Tuinenga's book is good, but somewhat dated by the lack of schematic capture. It does a good job of pointing out some pitfalls and shows how to do some things that can be tricky if you don't know a lot about spice.


kelticwizard 14th February 2007 03:21 PM

2 Attachment(s)
I appreciate your help so far, but I am having some trouble getting started.

So far, I have found out from others that a netlist is sort of a word description of a circuit that a computer can understand. I'm not sure if I need a netlist, or how to make one.

This is supposed to be schematic capture software, but I did not see any provision to capture the schematic just posted. Nor did I see any provision just to import the AC source for use in a different circuit, at least not easily.

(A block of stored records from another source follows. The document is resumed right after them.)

PR #713, opened 2025-01-03
format C++ code with clang format

ChristineStawitz-NOAA:
Auto-generated by [run-clang-format.yml][1]
  [1]: https://github.com/NOAA-FIMS/FIMS/blob/main/.github/workflows/run-clang-format.yml


kellijohnson-NOAA:
Deleting this PR because clang is moving the order of libraries included in the hpp file headers which is leading to clashes and the R package not building.

PR #719, opened 2025-01-07
fix codecov coverage calculation

Bai-Li-NOAA:
# What is the feature?
* fix call-calc-coverage workflow

* update the `DESCRIPTION` file and set `Config/testthat/parallel` to `false`. 
  This addresses the GHA run-time issue.
* skip parallel tests when running `covr::package_coverage()`, as these tests 
  don't contribute to increasing code coverage and are redundant due to 
  the reuse of wrapper functions. Integration tests are sufficient for 
  coverage calculation.
* update GHA build triggers.

* No

### DIFF
--- a/.github/workflows/call-calc-coverage.yml
+++ b/.github/workflows/call-calc-coverage.yml
@@ -13,6 +13,13 @@ on:
       - 'Rbuildignore'
       - '.gitignore'
       - 'man'
+  push:
+    branches:
+      - dev  
+  pull_request:
+    branches:
+      - main
+      - dev  
 jobs:
   call-workflow:
     uses: nmfs-fish-tools/ghactions4r/.github/workflows/calc-coverage.yml@main
--- a/DESCRIPTION
+++ b/DESCRIPTION
@@ -89,7 +89,7 @@ LinkingTo:
 VignetteBuilder:
     knitr
 Config/testthat/edition: 3
-Config/testthat/parallel: true
+Config/testthat/parallel: false
 Encoding: UTF-8
 LazyData: true
 NeedsCompilation: yes
--- a/tests/testthat/test-parallel-with-snowfall-with-wrappers.R
+++ b/tests/testthat/test-parallel-with-snowfall-with-wrappers.R
@@ -8,6 +8,7 @@
 # modes. The parallel execution uses {snowfall} to parallelize the tasks across
 # multiple CPU cores.
 
+testthat::skip_on_covr()
 # Load the model comparison operating model data from the fixtures folder
 load(test_path("fixtures", "integration_test_data.RData"))
 


.github/workflows/call-calc-coverage.yml
```diff
@@ -4,15 +4,14 @@ name: call-calc_coverage
...
   workflow_dispatch:
-    paths-ignore:
-      - .devcontainer
-      - .github
-      - 'LICENSE'
-      - 'README.md'
-      - 'CONTRIBUTING.md'
-      - 'Rbuildignore'
-      - '.gitignore'
-      - 'man'
```
kellijohnson-NOAA, line 15: Shouldn't we continue to ignore these files/folders? It seems to me like we would not care if we have code coverage of the manual files and these other non-code files. Was there something that was not working with these being ignored?

.github/workflows/call-calc-coverage.yml
```diff
@@ -4,15 +4,14 @@ name: call-calc_coverage
...
+  push:
+    branches:
+      - main
```
kellijohnson-NOAA, line 9: Do we need to have push to main because there should only be PR to main? So, I guess I am thinking that the tests wouldn't take as long if we didn't double up on a PR and a push to main by just doing it on the PR. I am fine with leaving it though.

.github/workflows/call-calc-coverage.yml
```diff
@@ -4,15 +4,14 @@ name: call-calc_coverage
...
+      - dev  
+  pull_request:
+    branches:
+      - main
+      - dev
```
kellijohnson-NOAA, line 14: GREAT!

DESCRIPTION
```diff
@@ -89,7 +89,7 @@ LinkingTo:
 VignetteBuilder:
     knitr
 Config/testthat/edition: 3
-Config/testthat/parallel: true
+Config/testthat/parallel: false
```
kellijohnson-NOAA, line 92: Will this make all tests run slower? Is this a best practice change or was this change needed?

kellijohnson-NOAA (commented):
Thanks @Bai-Li-NOAA for these changes and @k-doering-NOAA for helping. I have a few questions, see comments. But, I also wanted to give more context for this PR for when I go back to it years later 🤣. GitHub actions for code coverage were running for over 6 hours leading to them failing with changes in 0.3.0.0. This is not the first time that it had happened but we did not address it before. Instead, I just turned them off for the merge into main knowing that we needed to fix them. The fix it to not have code coverage of parallel tests.

.github/workflows/call-calc-coverage.yml
Bai-Li-NOAA: Good point. It should only be a PR to main. I’ve made the changes, and @k-doering-NOAA, some changes from PR #720 might also need to be updated.

DESCRIPTION
Bai-Li-NOAA: Unfortunately, this is the actual fix for our long-running Codecov GHA issue. All the other changes are just enhancements. I should mention that the Codecov GHA still works when the codebase is smaller (about 6 months ago) and when `Config/testthat/parallel` is set to true. So, the issue may be related to the increased size of the codebase and tests. I checked packages like `devtools` and `tidyr`, and they don't run testthat in parallel either.

Yes, the tests will run slower (about 1-2 minutes longer). I think we can monitor the R CMD check runs over time. If the tests get significantly slower, we can either run benchmark tests on FIMS or move some long-running tests to a different repo. Another option is to use conditions to skip some long-running tests on local machines or run the full test suite less frequently, focusing on PRs.

Bai-Li-NOAA:
Thanks, @kellijohnson-NOAA. I'll address the questions in the comments and add more details to the PR description for future reference. I've updated the PR to target `dev`. I'm not sure if there will be any updates directly to `main` that bypass `dev`. If that happens, feel free to `edit` the PR to target `main`.

.github/workflows/call-calc-coverage.yml
kellijohnson-NOAA: Oh yeah, right. I forgot but, still, I think that we can keep these lines so the code coverage is not ran when a PR or push is made only to these files. For example, there is a GitHub action that only changes README.md and we wouldn't want to run the codecoverage test on that PR to dev. Or, if devtools::document() is ran and only changes are made to the man/*.Rd files we wouldn't want to run the coverage.

DESCRIPTION
kellijohnson-NOAA: Thanks for the explanation and this sounds fine!

.github/workflows/call-calc-coverage.yml
Bai-Li-NOAA: Got it! I just added those lines back without making any changes. I’ll leave the final edits to @k-doering-NOAA through PR #720. Basically I’m not sure where to place `paths-ignore`. Should it go under `workflow-dispatch`, `push`, or `pull`?

kellijohnson-NOAA: I think we have to repeat them under both push and pull so that they are all ignored on both PR and pushes. For the workflow dispatch i think maybe we just want to test them all?

kellijohnson-NOAA (approved):
@Bai-Li-NOAA I think this is ready. Please rebase and merge into dev whenever you are ready.

PR #139, opened 2019-11-12
FIFO Queue Peek Function

Speiger:
Added Peek function for faster read only operations. (Like saving a queue)

This is my first try at this, so I tried to keep it as simple as possible with no new imports.
(Trying to get used to it)

Anyways this is really useful function that is really needed.
This function alone can replace a lot of "LinkedList" usecases (in combo what already exists)

I hope this code is good enough.

### DIFF
--- a/drv/ArrayFIFOQueue.drv
+++ b/drv/ArrayFIFOQueue.drv
@@ -147,6 +147,18 @@ public class ARRAY_FIFO_QUEUE KEY_GENERIC implements PRIORITY_QUEUE KEY_GENERIC,
 		array[--start] = x;
 		if (end == start) expand();
 	}
+	
+	/** Allows read-only access into the queue.
+	 * @param index the index to peek at.
+	 */
+	public KEY_GENERIC_TYPE peek(int index)
+	{
+		if(index >= size()}
+		{
+			throw new NoSuchElementException();
+		}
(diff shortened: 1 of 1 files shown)


drv/ArrayFIFOQueue.drv
```diff
@@ -147,6 +147,18 @@ public class ARRAY_FIFO_QUEUE KEY_GENERIC implements PRIORITY_QUEUE KEY_GENERIC,
 		array[--start] = x;
 		if (end == start) expand();
 	}
+	
+	/** Allows read-only access into the queue.
+	 * @param index the index to peek at.
+	 */
+	public KEY_GENERIC_TYPE peek(int index)
+	{
+		if(index >= size()}
```
vigna: I expect unit tests. This won't even compile.

Speiger: Eh could you explain why?
Also technically this is not really needed?

JanStureNielsen: Bracket instead of paren...

Speiger: Yeah ok... Github editing is bad (and me too with it). And I hadn't had the time to actually make a real project out of it. Honestly also because I was scared of making bigger changes since i am new to this type of coding.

You open up this program, see a blank screen, click new schematic, then what? The help files are less than helpful, especially when they illustrate taking something from a "boost" file which does not exist on the program.

This program looks like something that can help a great deal if I can just figure out how to get my feet wet. I don't mind experimenting around once I can start making things happen on the xreen, which I don't seem to be able to do right now.

The entire purpose of this project is to develop a simple tuned circuit to attach to an output transformer to make it behave in certain ways. Given the fact that series LC circuits develop nulls, (short circuits ) at resonance, I thought a little work on the computer would be helpful before i started. If I cannot simulate a loudspeaker on the schematic, even just using an 8 ohm resistor and then fine-tuning by experimentation would suit my purposes on this project.

If it is not asking too much, I crudely drew up a simple circuit in MSPaint and wonder how you can go about putting this into SwitcherCAD and measuring the voltage and amperage from the open side of the transformer. Would that be at all possible?